Мирку почувствовал, что это значит: ходить по острию ножа, на который его выводил Викент. И оставлял потом одного. Ведь Мирка один был здесь. И с теми, кто здесь, они были врагами. Да, свои люди, наши, родные; солдаты, хлебнувшие лиха. А Мирка для них: их, все же, больше, - был хуже чужого! "Кто меня сделал таким? - думал Мирка, - Война? Немцы? Викент? Или кто-то еще?" Было больно, той болью, которую он показать не мог. Как тогда, когда прятал ее в страхе перед врачем-ээсовцем. Как в ту ночь, когда видел призрак-НКВДиста. НКВД теперь не был призраком. Но ужас какой-то блуждал внутри.

Пряча себя, он закрыл глаза, и подумал, что совсем мало вспоминает теперь о своей семье, о сестричке, маме… И совсем не знал, как вспомнить, как нарисовать в памяти, в воображении, отца… Это ведь из-за того, что теперь не совсем в душе Мирки чисто. Совсем недавно, не покидали тайные, и озаренные светом надежды, домашние, довоенные грезы…

- Ребята, - заметил кто-то, - наговоримся еще, у Викента.

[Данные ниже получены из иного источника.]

PR #4430, opened 2019-11-21
[LW] Part ???: The Boring Part (APIs, wiring)

gmaretic:
Atlas side things will still change, but this is mostly to separate the plumbing part from the actual meat of the server side impl


lock-api/src/main/java/com/palantir/lock/watch/LockEvent.java
```diff
@@ -0,0 +1,44 @@
...
+public abstract class LockEvent implements LockWatchEvent {
+    public abstract LockToken lockToken();
+    public abstract Set<LockDescriptor> lockDescriptors();
+
+    @Override
+    public void accept(LockWatchEventVisitor visitor) {
+        visitor.visit(this);
+    }
+
+    public static Function<Long, LockWatchEvent> fromSeq(LockToken lockToken, Set<LockDescriptor> lockDescriptors) {
```
OStevan: Does it make more sense to have a parallel `Builder` hierarchy for `LockWatchEvents`?

OStevan: The previous comment was a bit short and not very informative. We can use the fact that generated code with `@Value.Immutable` will generate a `ImmutableLockEvent.Builder` which would implement a `LockEvent.Builder` so instead of `fromSeq` we can have a static `builder` method. This would at least help us to remove `Function<Long, LockWatchEvent>` for something more intuitive.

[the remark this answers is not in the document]
felixdesouza: is it not sufficient to just have 3 parameters?

Or as @OStevan says, have a `Builder` hierarchy, and have this return a general `Builder`, which just needs the sequence to be completed?

lock-api/src/main/java/com/palantir/lock/watch/LockWatchEvent.java
```diff
@@ -0,0 +1,22 @@
...
+ * Unless required by applicable law or agreed to in writing, software
+ * distributed under the License is distributed on an "AS IS" BASIS,
+ * WITHOUT WARRANTIES OR CONDITIONS OF ANY KIND, either express or implied.
+ * See the License for the specific language governing permissions and
+ * limitations under the License.
+ */
+
+package com.palantir.lock.watch;
+
+public interface LockWatchEvent {
```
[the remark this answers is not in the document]
felixdesouza: it would look like this:

```java
@Data
abstract class LockWatchEvent {
  interface EventTypes<R> {
    R lockWatchCreatedEvent(long sequence, LockWatchRequest request);
    R lockEvent(long sequence, LockToken lockToken, Set<LockDescriptor> lockDescriptors);
    R unlockEvent(long sequence, LockToken lockToken, Set<LockDescriptor> lockDescriptors);
  }

  public abstract <R> R match(EventTypes<R> eventTypes);

  @Override
  public abstract int hashCode();

  @Override
  public abstract boolean equals(Object obj);

  @Override
  public abstract String toString();
}
```

It generates you all the different classes, and gives you convenient accessors, although you can just define methods here if you need as well.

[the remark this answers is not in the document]
felixdesouza: From `LeaderPingResult`, here's an example usage:

```java
    public boolean isSuccessful() {
        return LeaderPingResults.caseOf(this)
                .pingReturnedTrue_(true)
                .otherwise_(false);
    }
```

It has useful lens accessors e.g. for `LeaderPingResult` 
```java
static Optional<Throwable> getException(LeaderPingResult leaderPingResult);
static Function<LeaderPingResult, LeaderPingResult> setException(Throwable newException);
static Function<LeaderPingResult, LeaderPingResult> modException(
      Function<Throwable, Throwable> exceptionMod);
```

`getException` is optional because it's not on each case, but if an attribute *is* on each case, then you get the unwrapped value, lens ftw.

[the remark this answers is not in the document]
felixdesouza: reference material: https://github.com/derive4j/derive4j

lock-api/src/main/java/com/palantir/lock/watch/LockEvent.java
gmaretic: Maybe, but I don't really want to expose a generic builder. Maybe if we made it a staged builder

lock-api/src/main/java/com/palantir/lock/AtlasLockDescriptorRanges.java
```diff
@@ -0,0 +1,75 @@
...
+    public static byte[] createEndNameForPrefixScan(byte[] rowName) {
+        for (int i = rowName.length - 1; i >= 0; i--) {
+            if ((rowName[i] & 0xff) != 0xff) {
+                byte[] ret = new byte[i + 1];
+                System.arraycopy(rowName, 0, ret, 0, i + 1);
+                ret[i]++;
+                return ret;
+            }
+        }
+        throw new IllegalArgumentException();
```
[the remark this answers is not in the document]
gmaretic: Sure, this is unreachable if you use it with a `String`, so I didn't bother too much

lock-api/src/main/java/com/palantir/lock/watch/LockWatchingRpcClient.java
```diff
@@ -40,5 +38,5 @@
     // as usual, GET is allowed to be cached, and we are not allowed to use a stale result
     @POST
     @Path("watch-state")
-    LockWatchState getWatchState(@PathParam("namespace") String namespace, UUID serviceId);
+    LockWatchStateUpdate getWatchState(@PathParam("namespace") String namespace);
```
OStevan: Should this be renamed to `getWatchStateUpdate`?

timelock-impl/src/main/java/com/palantir/atlasdb/timelock/AsyncTimelockResource.java
```diff
@@ -76,6 +80,12 @@ public TimestampRange getFreshTimestamps(@Safe @QueryParam("number") int numTime
         return timelock.getFreshTimestamps(numTimestampsRequested);
     }
 
+    @POST
+    @Path("commit-timestamp")
```
OStevan: Maybe `watched-commit-timestamp` ?

timelock-impl/src/main/java/com/palantir/atlasdb/timelock/lock/AsyncLockService.java
```diff
@@ -47,6 +48,7 @@
     private final ImmutableTimestampTracker immutableTsTracker;
     private final LeaderClock leaderClock;
     private final LockLog lockLog;
+    private final LockWatchingService lockWatchingService = null;
```
jeremyk-91: Would it be reasonable to return a null object rather than null? i.e. something that does nothing and throws on getWatchState()

atlasdb-api/src/main/java/com/palantir/atlasdb/keyvalue/api/watch/TableElement.java
```diff
@@ -0,0 +1,24 @@
...
+ * See the License for the specific language governing permissions and
+ * limitations under the License.
+ */
+
+package com.palantir.atlasdb.keyvalue.api.watch;
+
+import com.google.common.collect.Range;
+import com.palantir.lock.LockDescriptor;
+
+public interface TableElement {
```
j-baker: this doesn't seem like the right name for this type - it's a really generic type name to describe really specific behaviour. I don't know quite what the right name is, but how about LockRange?

j-baker: also - is this expected to be json serializable?

j-baker: also - I've found the Guava Range types to cause unnecessary pain, because once you've created one you can't actually back out what the range is describing.

It makes sense as an implementation detail of timelock, but feels weirder as something to slot in the Atlas API - it's like, we probably don't want anyone who's not us using this implementation - and it's not as though people can define their own ranges.

For that reason, maybe worth creating a visitor in this package and converting into Ranges within timelock, rather than in the atlasdb-api package?

atlasdb-api/src/main/java/com/palantir/atlasdb/keyvalue/api/watch/TableWatchingService.java
```diff
@@ -0,0 +1,40 @@
...
+    /**
+     * Registers watches.
+     */
+    @Idempotent
+    void registerWatches(Set<TableElement> lockWatchEntries);
+
+    /**
+     * Deregisters watches.
+     */
+    void deregisterWatches(Set<TableElement> lockWatchEntries);
```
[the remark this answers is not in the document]
j-baker: I think we said we'd probably not implement the ability to deregister watches, thus far?

atlasdb-api/src/main/java/com/palantir/atlasdb/transaction/api/KvsLockWatchingService.java
```diff
@@ -16,34 +16,25 @@
...
-import com.palantir.lock.watch.WatchId;
+import com.palantir.lock.watch.LockWatchRequest;
 
 public interface KvsLockWatchingService {
     /**
-     * Registers watches for a set of rows in a single table.
-     * @param tableRef table to register watches for.
-     * @param rowNames rows to register watches for.
-     * @return a mapping of {@link WatchId}s to the {@link RowReference} for which the watches have been registered
+     * Registers watches.
```
j-baker: at this point, there's no KvsLockWatchingService, right? shoudl this PR delete that class?

atlasdb-api/src/main/java/com/palantir/atlasdb/transaction/api/LockWatchState.java
```diff
@@ -0,0 +1,20 @@
...
+ * Unless required by applicable law or agreed to in writing, software
+ * distributed under the License is distributed on an "AS IS" BASIS,
+ * WITHOUT WARRANTIES OR CONDITIONS OF ANY KIND, either express or implied.
+ * See the License for the specific language governing permissions and
+ * limitations under the License.
+ */
+
+package com.palantir.atlasdb.transaction.api;
+
+public interface LockWatchState {
```
j-baker: you have two of these in this PR

atlasdb-impl-shared/src/main/java/com/palantir/atlasdb/transaction/impl/SnapshotTransactionManager.java
```diff
@@ -155,7 +156,8 @@ protected boolean shouldStopRetrying(int numTimesFailed) {
 
     @Override
     public TransactionAndImmutableTsLock setupRunTaskWithConditionThrowOnConflict(PreCommitCondition condition) {
-        StartTransactionWithWatchesResponse responseWithWatches = timelockService.startTransactionWithWatches();
+        StartTransactionWithWatchesResponse responseWithWatches = timelockService
+                .startTransactionWithWatches(OptionalLong.empty());
```
j-baker: I don't think TimelockService should gain a method that's related to lock watches - rather we should be maintaining this state as some part of the hierarchy _below_ timelock service.

lock-api/src/main/java/com/palantir/lock/watch/LockWatchEvent.java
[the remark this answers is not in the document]
j-baker: don't think there's much value from this

lock-api/src/main/java/com/palantir/lock/watch/LockWatchEventVisitor.java
```diff
@@ -0,0 +1,23 @@
...
+ * Unless required by applicable law or agreed to in writing, software
+ * distributed under the License is distributed on an "AS IS" BASIS,
+ * WITHOUT WARRANTIES OR CONDITIONS OF ANY KIND, either express or implied.
+ * See the License for the specific language governing permissions and
+ * limitations under the License.
+ */
+
+package com.palantir.lock.watch;
+
+public interface LockWatchEventVisitor {
```
j-baker: it's typical to place visitors in the parent class e.g. this should be LockWatch.Visitor

lock-api/src/main/java/com/palantir/lock/v2/TimelockService.java
```diff
@@ -86,14 +87,19 @@ default void tryUnlock(Set<LockToken> tokens) {
 
     // todo(gmaretic): implement
     @DoNotDelegate
-    default StartTransactionWithWatchesResponse startTransactionWithWatches() {
-        return StartTransactionWithWatchesResponse.of(
-                startIdentifiedAtlasDbTransaction(), LockWatchState.of(ImmutableMap.of()));
+    default StartTransactionWithWatchesResponse startTransactionWithWatches(OptionalLong lastKnownState) {
```
j-baker: I don't think TimelockService needs to know about lock watches. The separation we have at the moment is a TimelockService class which requires methods used by our API consumers, and the methods required within txns which are held separately. Given SnapshotTransaction and similar should not need lock watches (we are layering this above that level), we needn't make these changes here.

atlasdb-api/src/main/java/com/palantir/atlasdb/keyvalue/api/watch/TableElements.java
```diff
@@ -0,0 +1,122 @@
...
+    @Value.Immutable
+    @Value.Style(visibility = Value.Style.ImplementationVisibility.PACKAGE)
+    abstract static class RowPrefix implements TableElement {
+        @Value.Parameter
+        abstract TableReference tableRef();
+        @Value.Parameter
+        abstract byte[] row();
+
+        @Override
+        public Range<LockDescriptor> getAsRange() {
```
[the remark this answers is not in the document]
gmaretic: It's a matter of preference, I guess. We don't really make methods final unless there is a good reason to do so

lock-api/src/main/java/com/palantir/lock/AtlasLockDescriptorRanges.java
```diff
@@ -0,0 +1,72 @@
...
+                AtlasRowLockDescriptor.of(qualifiedTableName, startInc),
+                AtlasRowLockDescriptor.of(qualifiedTableName, endExc));
+    }
+
+    public static Range<LockDescriptor> exactRow(String qualifiedTableName, byte[] row) {
+        LockDescriptor descriptor = AtlasRowLockDescriptor.of(qualifiedTableName, row);
+        return Range.closed(descriptor, descriptor);
+    }
+
+    public static Range<LockDescriptor> exactCell(String qualifiedTableName, byte[] row, byte[] col) {
```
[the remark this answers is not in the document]
gmaretic: As Jeremy mentioned, we don't have the dependency here

lock-api/src/main/java/com/palantir/lock/AtlasLockDescriptorRanges.java
```diff
@@ -0,0 +1,72 @@
...
+ * See the License for the specific language governing permissions and
+ * limitations under the License.
+ */
+
+package com.palantir.lock;
+
+import com.google.common.collect.Range;
+
+public final class AtlasLockDescriptorRanges {
+    private AtlasLockDescriptorRanges() {
```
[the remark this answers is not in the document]
gmaretic: I mean, we could move it, but this is really the correct place for it, given that it is also where the LockDescriptor classes for row and cell live

atlasdb-api/src/main/java/com/palantir/atlasdb/keyvalue/api/watch/TableWatchingService.java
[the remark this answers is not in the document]
gmaretic: This was here before the decision was made, current implementation just throws UOE, but I'll remove it to simplify

timelock-impl/src/main/java/com/palantir/atlasdb/timelock/TimeLockServices.java
```diff
@@ -27,17 +28,20 @@ static TimeLockServices create(
...
                 .timestampManagementService(timestampManagementService)
                 .timelockService(timelockService)
+                .lockWatchingResource(lockWatchingResource)
                 .build();
     }
 
-    TimestampManagementService getTimestampManagementService();
     TimestampService getTimestampService();
-    AsyncTimelockResource getTimelockService();
     LockService getLockService();
```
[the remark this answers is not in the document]
gmaretic: Changing the ordering of arguments in a factory method, especially when some of them are supertypes of others, just seems unnecessarily fancy and dangerous

atlasdb-api/src/main/java/com/palantir/atlasdb/keyvalue/api/watch/TableWatchingService.java
```diff
@@ -0,0 +1,40 @@
...
+
+    /**
+     * Returns the current state of all registered watches.
+     */
+    TableWatchState getLockWatchState(Optional<Long> lastKnownState);
```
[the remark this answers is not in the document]
gmaretic: Yeah, I changed this in a subsequent PR and forgot to propagate all the way back

lock-api/src/main/java/com/palantir/lock/AtlasLockDescriptorRanges.java
```diff
@@ -0,0 +1,72 @@
...
+    public static Range<LockDescriptor> exactCell(String qualifiedTableName, byte[] row, byte[] col) {
+        LockDescriptor descriptor = AtlasCellLockDescriptor.of(qualifiedTableName, row, col);
+        return Range.closed(descriptor, descriptor);
+    }
+
+    private static byte[] bytesForTableName(String tableName) {
+        return tableName.getBytes();
+    }
+
+    private static byte[] createExclusiveEndNameForPrefixScan(byte[] prefix) {
```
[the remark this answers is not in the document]
gmaretic: I'm still not convinced that's the proper place for this class

lock-api/src/main/java/com/palantir/lock/v2/TimelockService.java
gmaretic: Makes sense to only have this on the RPC client and wire it into TransactionStarter and have something appropriate for commit as well

lock-api/src/main/java/com/palantir/lock/watch/LockWatchEventVisitor.java
gmaretic: 👍

timelock-impl/src/main/java/com/palantir/atlasdb/timelock/lock/AsyncLockService.java
gmaretic: I didn't bother because there is already a subsequent PR that wires in the impl

lock-api/src/main/java/com/palantir/lock/watch/LockWatchReferences.java
```diff
@@ -0,0 +1,198 @@
...
+            @JsonSubTypes.Type(value = ImmutableEntireTable.class, name = EntireTable.TYPE),
+            @JsonSubTypes.Type(value = ImmutableRowPrefix.class, name = RowPrefix.TYPE),
+            @JsonSubTypes.Type(value = ImmutableRowRange.class, name = RowRange.TYPE),
+            @JsonSubTypes.Type(value = ImmutableExactRow.class, name = ExactRow.TYPE),
+            @JsonSubTypes.Type(value = ImmutableExactCell.class, name = ExactCell.TYPE)})
+    public interface LockWatchReference {
+        <T> T accept(Visitor<T> visitor);
+    }
+
+    public interface Visitor<T> {
```
jeremyk-91: Discussed offline. This is not exactly what I would expect in terms of the class hierarchy, but is fine and we can change later on if needed.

Да, еще было рано: чуть более четырех: времени, когда начиналась война.

"Ну, что я тут должен слушать? Как он себе представляет?" - думал Мирка. Безответно думал, припомнилось только: "И на хрен тебе это знать! На хрен мне это знать? Ни кому это на хрен не надо! Делать надо, что говорят". И он это делал, выставляя Мирку на опасное острие…

Кроме Ивана и Машука, нет еще двоих. О них ничего не сказали, когда пришел Мирка. А это его выручало: сомневаться могли как раз в тех, кого нет. Может, кто-то, из тех, рассказал, или написал Викенту. Стало полегче, но все же, слова, даже в мыслях, не клеились... Нить оборвалась какая-то. Важная нить. Кажется, без такой нити, человек перестает быть в ладу с собой.

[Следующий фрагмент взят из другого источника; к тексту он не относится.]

PR #4431, opened 2019-11-21
[PDS-10{3841,4895}] Disable Cleanup Of Unmarked Streams

jeremyk-91:
**Goals (and why)**:
- Although we have not identified a specific bug in the cleaning of unmarked streams (introduced in #4201), it has correlated with internal issues. In the interest of risk mitigation, we should disable this.
- We have a hypothesis for what might be going wrong, and have written some code to evaluate that as we go.

- Only clean streams that weren't stored, as per legacy behaviour before #4201 
- Implement both the method of cleanup used in large internal product and in #4201 but purely for diagnostic purposes. Add logging comparing their results.

- Existing tests should suffice, I added an ignore on the test that actually checks this behaviour

- The feature being effectively reverted is still needed for internal shopping product, so it needs to come back in some form; though shopping product is able to mitigate it safely.

**Where should we start reviewing?**: StreamStoreRenderer

### DIFF
--- a/atlasdb-client/src/main/java/com/palantir/atlasdb/table/description/render/StreamStoreRenderer.java
+++ b/atlasdb-client/src/main/java/com/palantir/atlasdb/table/description/render/StreamStoreRenderer.java
@@ -651,6 +651,8 @@ public class StreamStoreRenderer {
                 line();
                 line("public class ", MetadataCleanupTask, " implements OnCleanupTask {"); {
                     line();
+                    line("private static final Logger log = LoggerFactory.getLogger(", MetadataCleanupTask, ".class);");
+                    line();
                     line("private final ", TableFactory, " tables;");
                     line();
                     line("public ", MetadataCleanupTask, "(Namespace namespace) {"); {
@@ -658,6 +660,8 @@ public class StreamStoreRenderer {
                     } line("}");
                     line();
                     cellsCleanedUp();
+                    line();
+                    streamDiagnostics();
                 } line("}");
             }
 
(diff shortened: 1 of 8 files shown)


atlasdb-client/src/main/java/com/palantir/atlasdb/table/description/render/StreamStoreRenderer.java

Фильтрация продолжалась. Вернулся от дознавателя один из тех, с кем Мирка был здесь позавчера. Вернулся не похожим на остальных. "Счастливчик!" - мелькнуло, - наверное, лучиком в каждой душе.

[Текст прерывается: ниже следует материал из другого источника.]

PR #4433, opened 2019-11-21
[LW] Lock Event Log Impl

gmaretic:
This is still going to be cleaned up, but it's the general idea after we discounted all existing solutions that we could think of


timelock-impl/src/main/java/com/palantir/atlasdb/timelock/lock/watch/ArrayLockEventSlidingWindow.java
```diff
@@ -0,0 +1,91 @@
...
+import java.util.ArrayList;
+import java.util.List;
+import java.util.Optional;
+import java.util.OptionalLong;
+
+import com.google.common.math.LongMath;
+import com.google.common.primitives.Ints;
+import com.palantir.lock.watch.LockWatchEvent;
+
+public class ArrayLockEventSlidingWindow {
```
jeremyk-91: The concurrency model of this class needs a write-up / comments.

It looks like `add` performs a volatile write to `nextSequence` while `getFromVersion` performs a volatile read. Then, we do check anything we return. So _I think_ this is fine, but let's talk through.

jeremyk-91: Specifically, the cases I was concerned about involve liveness (e.g. if nextSequence was non-volatile it is possible to get into a state where the sliding window rejects all queries).

timelock-impl/src/main/java/com/palantir/atlasdb/timelock/lock/watch/ArrayLockEventSlidingWindow.java
```diff
@@ -0,0 +1,91 @@
...
+        LockWatchEvent event = eventBuilder.build(nextSequence);
+        buffer[LongMath.mod(nextSequence, maxSize)] = event;
+        nextSequence++;
+    }
+
+    /**
+     * Returns a list of all events that occurred immediately after the requested version up to the most recent version,
+     * ordered by consecutively increasing sequence numbers. If the list cannot be created, either a priori or because
+     * new events are added to the window during execution of this method causing eviction an event before it was read,
+     * the method will return a singleton list containing only the most recent event, if it exists.
```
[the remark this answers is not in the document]
gmaretic: I have forgotten to update the java doc after changing the behaviour 😨

timelock-impl/src/main/java/com/palantir/atlasdb/timelock/lock/watch/ArrayLockEventSlidingWindow.java
```diff
@@ -0,0 +1,91 @@
...
+
+        if (versionInTheFuture(version, lastWrittenSequence) || versionTooOld(version, lastWrittenSequence)) {
+            return Optional.empty();
+        }
+
+        int startIndex = LongMath.mod(version + 1, maxSize);
+        int windowSize = Ints.saturatedCast(lastWrittenSequence - version);
+        List<LockWatchEvent> events = new ArrayList<>(windowSize);
+
+        for (int i = startIndex; events.size() < windowSize; i = (i + 1) % maxSize) {
```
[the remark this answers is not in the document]
gmaretic: avoided using mod every time

timelock-impl/src/main/java/com/palantir/atlasdb/timelock/lock/watch/ArrayLockEventSlidingWindow.java
gmaretic: I've added some documentation about it. PLMK if it can be improved!

jeremyk-91:
Thanks! 🎉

- Моя часть в ста километрах отсюда! Вы представляете! С ними уже связались и оттуда готовы за мной приехать.

- Ух ты! И кто ж тебя так порадовал? Уж не Викент ли?

- Он самый!

- Вот уж, кто говорил, что справедливости нет!

- Да, не-е… Я ж не так говорил. Она есть, да шагать до нее и шагать…

- И, не всем дошагать…

- До Родины- так далеко! А уж до справедливости нашей, - еще и того далече!

- А чего мы носы раньше времени в землю тыкаем, а? Стоит ли? - Мирка узнавал Михалыча.

- Однако, Михалыч, в политруки тебе надо было! Уже бы и отфильтрован был, и совсем не с нами!.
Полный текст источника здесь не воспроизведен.